Mental health illnesses are common among those who suffer from IBS. The Mediterranean Diet may be helpful in improving IBS symptoms as well as improving symptoms of mental illness and may be a suitable dietary approach for those suffering from both. If you would like help on your gut health journey, our friendly gut expert dietitians can help you with a personalised nutritional plan!


[1] Lydiard RB, Falsetti SA. Experience with anxiety and depression treatment studies: implications for designing irritable bowel syndrome clinical trials. Am J Med. 1999 Nov 8;107(5A):65S-73S. doi: 10.1016/s0002-9343(99)00082-0. PMID: 10588175.

[2] Zamani M, Alizadeh-Tabari S, Zamani V. Systematic review with meta-analysis: the prevalence of anxiety and depression in patients with irritable bowel syndrome. Aliment Pharmacol Ther. 2019;50(2):132-43.

[3] Hungin AP, Whorwell PJ, Tack J, Mearin F. The prevalence, patterns and impact of irritable bowel syndrome: an international survey of 40,000 subjects. Aliment Pharmacol Ther. 2003;17(5):643-50.

[4] Di Rosa, Claudia. The role of different dietary patterns on irritable bowel syndrome (IBS) symptoms. Università Campus Bio - Medico di Roma. 2023 Mar 20.

[5] Paduano D, Cingolani A, Tanda E, Usai P. Effect of Three Diets (Low-FODMAP, Gluten-free and Balanced) on Irritable Bowel Syndrome Symptoms and Health-Related Quality of Life. Nutrients. 2019 Jul 11;11(7):1566. doi: 10.3390/nu11071566. PMID: 31336747; PMCID: PMC6683324.

[6] Dale HF, Lorentzen SCS, Mellin-Olsen T, Valeur J. Diet-microbiota interaction in irritable bowel syndrome: looking beyond the low-FODMAP approach. Scand J Gastroenterol. 2023 Jun 29:1-12. doi: 10.1080/00365521.2023.2228955. Epub ahead of print. PMID: 37384386.

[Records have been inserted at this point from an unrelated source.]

PR #500, opened 2023-09-07
Sentry improvements

mejroslav:
This MR has evolved into documentation changes...

 `SentryService` will be implemented into the code like this:

```python
if "sentry" in asab.Config.sections():
	import asab.sentry
	self.SentryService = asab.sentry.SentryService(self)
```

`data_source_name` is intended to be specified in the configuration, `$SENTRY_DSN` is the fallback.

Also, logging default levels were changed:
- ERRORS are sent as Events
- INFO+ are sent as breadcrumbs

### DIFF
--- a/asab/sentry/service.py
+++ b/asab/sentry/service.py
@@ -26,8 +26,6 @@ except ModuleNotFoundError:
 
 
 
-
-
 class SentryService(asab.Service):
 	"""
 	Service for Sentry SDK integration.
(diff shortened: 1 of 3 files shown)


ateska:
Nope.
When the `[sentry`] section is specified, then not providing mandatory options is an error that MUST lead to failure.
This is not a way how to disable service.

asab/sentry/service.py
```diff
@@ -70,7 +70,9 @@ def __init__(self, app: asab.Application, service_name: str = "asab.SentryServic
 		if len(self.DataSourceName) == 0:
 			self.DataSourceName = os.getenv("SENTRY_DSN", "")
 		if len(self.DataSourceName) == 0:
-			L.error("Data source name is not set. Specify it via SENTRY_DSN env variable or in configuration: [sentry] data_source_name.")
+			# We do not need Sentry enabled in development - if DSN is empty, do not initialize the service
+			L.info("Data source name is not set. Specify it via SENTRY_DSN env variable or in configuration: [sentry] data_source_name.")
```
ateska, line 74: See comments

ateska (approved):

PR #507, opened 2023-10-08
Libraries registry provider for `asab.library`

ateska:
This MR adds another library provider for `asab.library`: **Libraries registry provider**.
This provider enables a smooth content distribution (technically over HTTPS) and provides an alternative for Git provider.
The content is prepared (ie by CI/CD) as an `.tar.xz` archive on the HTTPS static web site (such as Azure storage) and this provider periodically downloads it and unpack locally - similarly to git.
It also provides caching, so if the content has not been changed, nothing is downloaded.

It implements the fallback mechanism: multiple servers can be specified in the URI so that the content can be distributed from multiple location, providing higher resiliency. 

The URL & configuration form:

```
[library]
providers=
  ...
  libsreg+https://server1.example.com,server2.example.com/my-library#version
  ...
```

If `version` is not provided, then `master` is used.


ateska (commented):
Review

asab/library/providers/libsreg.py
```diff
@@ -0,0 +1,150 @@
...
+							tar.extractall(temp_extract_dir)
+
+						# Synchronize the directories
+						synchronize_dirs(self.RepoPath, temp_extract_dir)
+						if etag_incoming is not None:
+							with open(etag_fname, 'w') as f:
+								f.write(etag_incoming)
+
+						# TODO: Remove temp_extract_dir
+						# TODO: Remove newtarfname
```
ateska, line 136: I added TODOs into - slightly refactored - code during the review process.
@mithunbharadwaj - please implement these TODOs.

ateska (commented):
See my comment below.

PR #508, opened 2023-10-11
Metrics: Removing help and unit from tags in influx

eliska-n:


eliska-n:
what should I do with aiohttp in python 3.7 in the CI? ASAB stops supporting python 3.7?

ateska:
Yes, we should abandon it since CI/CD will break due to incompatible aiohttp version, sooner or later ... I saw this elsewhere already.

ateska (approved):

PR #5052, opened 2015-11-09
MakeObject.tt should be MAKE_OBJ not MAKE_OBJECT

mikemintz:
This fixes an incorrect tt field in MakeObject for the JavaScript driver's AST.

This doesn't matter for typical use cases since objects are JSON encoded without a wrapping array and term type. But this makes introspection of AST terms more accurate.


test/rql_test/importRethinkDB.js
```diff
@@ -9,6 +9,8 @@ if (fs.existsSync(path.resolve(rethinkdbLocation, 'rethinkdb.js')) == false) {
     process.exit(1);
 }
 var r = require(path.resolve(rethinkdbLocation, 'rethinkdb'));
+var protodef = require(path.resolve(rethinkdbLocation, 'proto-def'));
```
danielmewes: Pinging @larkost about this change

danielmewes:
Good catch! The fix and test look good to me.

Waiting on @larkost to give his ok on the small testing system change.

danielmewes:
Merged into `next`. This will ship with RethinkDB 2.3. Thanks again @mikemintz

[7] Jacka FN, O'Neil A, Opie R, Itsiopoulos C, Cotton S, Mohebbi M, Castle D, Dash S, Mihalopoulos C, Chatterton ML, Brazionis L, Dean OM, Hodge AM, Berk M. A randomised controlled trial of dietary improvement for adults with major depression (the 'SMILES' trial). BMC Med. 2017 Jan 30;15(1):23. doi: 10.1186/s12916-017-0791-y. Erratum in: BMC Med. 2018 Dec 28;16(1):236. PMID: 28137247; PMCID: PMC5282719.

[8] Sánchez-Villegas A, Martínez-González MA, Estruch R, Salas-Salvadó J, Corella D, Covas MI, Arós F, Romaguera D, Gómez-Gracia E, Lapetra J, Pintó X, Martínez JA, Lamuela-Raventós RM, Ros E, Gea A, Wärnberg J, Serra-Majem L. Mediterranean dietary pattern and depression: the PREDIMED randomized trial. BMC Med. 2013 Sep 20;11:208. doi: 10.1186/1741-7015-11-208. PMID: 24229349; PMCID: PMC3848350.

[9] Dighriri IM, Alsubaie AM, Hakami FM, Hamithi DM, Alshekh MM, Khobrani FA, Dalak FE, Hakami AA, Alsueaadi EH, Alsaawi LS, Alshammari SF, Alqahtani AS, Alawi IA, Aljuaid AA, Tawhari MQ. Effects of Omega-3 Polyunsaturated Fatty Acids on Brain Functions: A Systematic Review. Cureus. 2022 Oct 9;14(10):e30091. doi: 10.7759/cureus.30091. PMID: 36381743; PMCID: PMC9641984.

[10] Ko YH, Kim SK, Lee SY, Jang CG. Flavonoids as therapeutic candidates for emotional disorders such as anxiety and depression. Arch Pharm Res. 2020 Nov;43(11):1128-1143. doi: 10.1007/s12272-020-01292-5. Epub 2020 Nov 22. PMID: 33225387.